== Data provided ==
%%
PR #2550, opened 2026-01-26
Add SDK version utilities and GlobalJson parsing

phenning:
Add new utilities for SDK version parsing and comparison:
- parseSdkVersion: Parse SDK version string into components
- isCompatibleSdkVersion: Check version compatibility with rollForward policy
- getCompatibleSdkVersions: Filter versions by compatibility
- compareSdkVersions: Compare two SDK versions
- isNewerSdkVersion: Check if one version is newer than another
- isValidNumber: Exported helper for number validation

Add GlobalJson parsing utilities:
- GlobalJson, GlobalJsonSdk, GlobalJsonRequirements interfaces
- parseGlobalJsonContent: Parse global.json content
- getRequirementsFromGlobalJson: Extract SDK requirements
- parseGlobalJsonRequirements: Combined parse and extract
- getEffectiveRollForward: Get effective roll-forward policy
- getEffectiveAllowPrerelease: Get effective prerelease setting

Register VS Code commands for external extension consumption:
- dotnet.parseSdkVersion
- dotnet.isCompatibleSdkVersion
- dotnet.getCompatibleSdkVersions
- dotnet.compareSdkVersions
- dotnet.isNewerSdkVersion
- dotnet.parseGlobalJson

Add unit tests for all new SDK version utilities.

### DIFF
--- a/vscode-dotnet-runtime-extension/src/extension.ts
+++ b/vscode-dotnet-runtime-extension/src/extension.ts
@@ -13,6 +13,7 @@ import
     AcquisitionInvoker,
     callWithErrorHandling,
     CommandExecutor,
+    compareSdkVersions,
     directoryProviderFactory,
     DotnetAcquisitionMissingLinuxDependencies,
     DotnetAcquisitionRequested,
@@ -43,11 +44,15 @@ import
     ExistingPathResolver,
     ExtensionConfigurationWorker,
     formatIssueUrl,
+    getCompatibleSdkVersions,
     getInstallIdCustomArchitecture,
     getMajor,
     getMajorMinor,
+    getRequirementsFromGlobalJson,
     GlobalAcquisitionContextMenuOpened,
     GlobalInstallerResolver,
+    GlobalJson,
+    GlobalJsonRequirements,
     IAcquisitionWorkerContext,
     IDotnetAcquireContext,
     IDotnetAcquireResult,
@@ -67,13 +72,19 @@ import
     InstallationValidator,
     InstallRecord,
     InvalidUninstallRequest,
+    isCompatibleSdkVersion,
+    isNewerSdkVersion,
     IUtilityContext,
     JsonInstaller,
     LinuxVersionResolver,
     LocalInstallUpdateService,
     LocalMemoryCacheSingleton,
     NoExtensionIdProvided,
+    ParsedSdkVersion,
+    parseGlobalJsonContent,
+    parseSdkVersion,
     registerEventStream,
+    RollForwardPolicy,
     UninstallErrorConfiguration,
     UserManualInstallFailure,
     UserManualInstallRequested,
@@ -83,7 +94,7 @@ import
     VSCodeEnvironment,
     VSCodeExtensionContext,
     WebRequestWorkerSingleton,
-    WindowDisplayWorker
+    WindowDisplayWorker,
 } from 'vscode-dotnet-runtime-library';
 import { InstallTrackerSingleton } from 'vscode-dotnet-runtime-library/dist/Acquisition/InstallTrackerSingleton';
 import { dotnetCoreAcquisitionExtensionId } from './DotnetCoreAcquisitionId';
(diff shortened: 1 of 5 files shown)


vscode-dotnet-runtime-library/src/Acquisition/GlobalJson.ts
```diff
@@ -0,0 +1,147 @@
...
+ * @returns The effective roll-forward policy.
+ */
+export function getEffectiveRollForward(requirements: GlobalJsonRequirements): RollForwardPolicy
+{
+    if (requirements.rollForward)
+    {
+        return requirements.rollForward;
+    }
+    // Default is 'latestPatch' when version is specified, 'latestMajor' otherwise
+    return requirements.sdkVersion ? 'latestPatch' : 'latestMajor';
```
nagilson, line 130: Should we support more than latestPatch and latestMajor?

nagilson, line 130: I'm wondering if we should store these as static constant strings instead of having them coded here.

vscode-dotnet-runtime-library/src/test/unit/VersionUtilities.test.ts
```diff
@@ -146,4 +146,137 @@ suite('Version Utilities Unit Tests', function ()
         assert.equal(resolver.isValidLongFormVersionFormat(badSDKVersionPeriods, mockEventStream, mockCtx), false, 'It detects a version with a bad number of periods');
     });
 
+    test('parseSdkVersion parses SDK versions correctly', async () =>
+    {
+        const v1 = resolver.parseSdkVersion('8.0.308');
+        assert.equal(v1.major, 8);
```
nagilson, line 152: I like the conciseness of the tests here!

vscode-dotnet-runtime-library/src/Acquisition/VersionUtilities.ts
```diff
@@ -19,6 +19,180 @@ import { BAD_VERSION } from './StringConstants';
...
+ * Check if an installed SDK version is compatible with a required version based on the rollForward policy.
+ * This implements the global.json rollForward behavior as documented at:
+ * https://learn.microsoft.com/en-us/dotnet/core/tools/global-json
+ *
+ * @param installedVersion The installed SDK version string
+ * @param requiredVersion The required SDK version string (from global.json)
+ * @param rollForward The rollForward policy (defaults to 'latestPatch' if not specified)
+ * @returns true if the installed SDK satisfies the requirement
+ */
+export function isCompatibleSdkVersion(installedVersion: string, requiredVersion: string, rollForward: RollForwardPolicy = 'latestPatch'): boolean
```
nagilson, line 79: `stringVersionMeetsRequirement` already exists as a method to compare strings against rollforward values. Perhaps it should be moved here and utilized as such.

vscode-dotnet-runtime-library/src/Acquisition/VersionUtilities.ts
```diff
@@ -19,6 +19,180 @@ import { BAD_VERSION } from './StringConstants';
...
+    patchFull: number;
+    isPrerelease: boolean;
+    originalVersion: string;
+}
+
+/**
+ * The rollForward policy from global.json that determines SDK version selection behavior.
+ * Reference: https://learn.microsoft.com/en-us/dotnet/core/tools/global-json
+ */
+export type RollForwardPolicy = 'disable' | 'patch' | 'latestPatch' | 'feature' | 'latestFeature' | 'minor' | 'latestMinor' | 'major' | 'latestMajor';
```
nagilson, line 43: I like the docstring here and the name makes more sense to me, but these exist to some degree already in `simplifiedVersionSpec` - we should consolidate them.

vscode-dotnet-runtime-library/src/Acquisition/VersionUtilities.ts
```diff
@@ -19,6 +19,180 @@ import { BAD_VERSION } from './StringConstants';
...
+
+/**
+ * Parse SDK version string into its component parts.
+ * Handles versions like "8.0.308", "9.0.100-preview.1", etc.
+ * Uses the pure utility functions for consistency with other version parsing in this file.
+ *
+ * @param version The SDK version string
+ * @returns Parsed version components
+ */
+export function parseSdkVersion(version: string): ParsedSdkVersion
```
nagilson, line 53: I think this is a clean approach to have a class like this but it is not the most performant approach since it parses many parts multiple times. The logic that compares versions already in the code short-circuits the evaluations of the string and prevents duplicated splits.

vscode-dotnet-runtime-library/src/Acquisition/VersionUtilities.ts
```diff
@@ -260,19 +435,79 @@ export function isFullySpecifiedVersion(version: string, eventStream: IEventStre
...
+function isPreviewVersionSimple(version: string): boolean
+{
+    return version.includes('-');
+}
+
+/**
+ * Gets the full patch field from an SDK version string (e.g., 308 from "8.0.308").
+ * @returns The full patch number, or undefined if it cannot be extracted
+ */
+function getFullPatchFromVersionSimple(version: string): number | undefined
```
nagilson, line 470: This seems similar to `getSDKFeatureBandOrPatchFromFullySpecifiedVersion` (albeit a less verbose name) - I'm  thinking many of these functions are not necessary.

vscode-dotnet-runtime-extension/src/extension.ts
```diff
@@ -841,6 +858,34 @@ ${JSON.stringify(commandContext)}`));
         open(url).catch(() => {});
     });
 
+    const compareSdkVersionsRegistration = vscode.commands.registerCommand(`${commandPrefix}.${commandKeys.compareSdkVersions}`,
```
nagilson, line 861: The most important feedback I have here:

I think it's wise for this logic to live here, and we shouldn't reimplement what's done in `recommendedVersion` and `listVersions`. Although I think the overhead of the vscode command calls is quite high. The fact that the codebase parses versions as strings instead of a type is definitely a regret and hard to change from the initial design, which is why we haven't replaced it with something like semver. For new code, this makes me think the version parsing/compare could live in CDK instead if there was a smarter type around it, for the sake of not repeating a bad pattern.

If we continue with this, really the best approach would be for some of the version utilities ( and our types) to be put on npm as a library dependency, considering there's no shared caching/persistent data. I have avoided doing that as there's never been a big drive to do so - (although it hurts seeing others have to copy our type files instead of using @types/.)

I understand doing so would:
A - create a new work item 
B - create a new maintenance point (which we could hopefully automate the release of alongside new extension releases)
C - delay the progress of your feature 

I'm curious on your opinion w.r.t this - it may be best to have it live in CDK for now.

nagilson: https://github.com/dotnet/vscode-dotnet-runtime/pull/2556 for types exporting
%%
== Exercise objective ==
Filter the entries down to the lines holding the string "tools". Copy each of those lines.

== Reply ==
+ * https://learn.microsoft.com/en-us/dotnet/core/tools/global-json
+ * Reference: https://learn.microsoft.com/en-us/dotnet/core/tools/global-json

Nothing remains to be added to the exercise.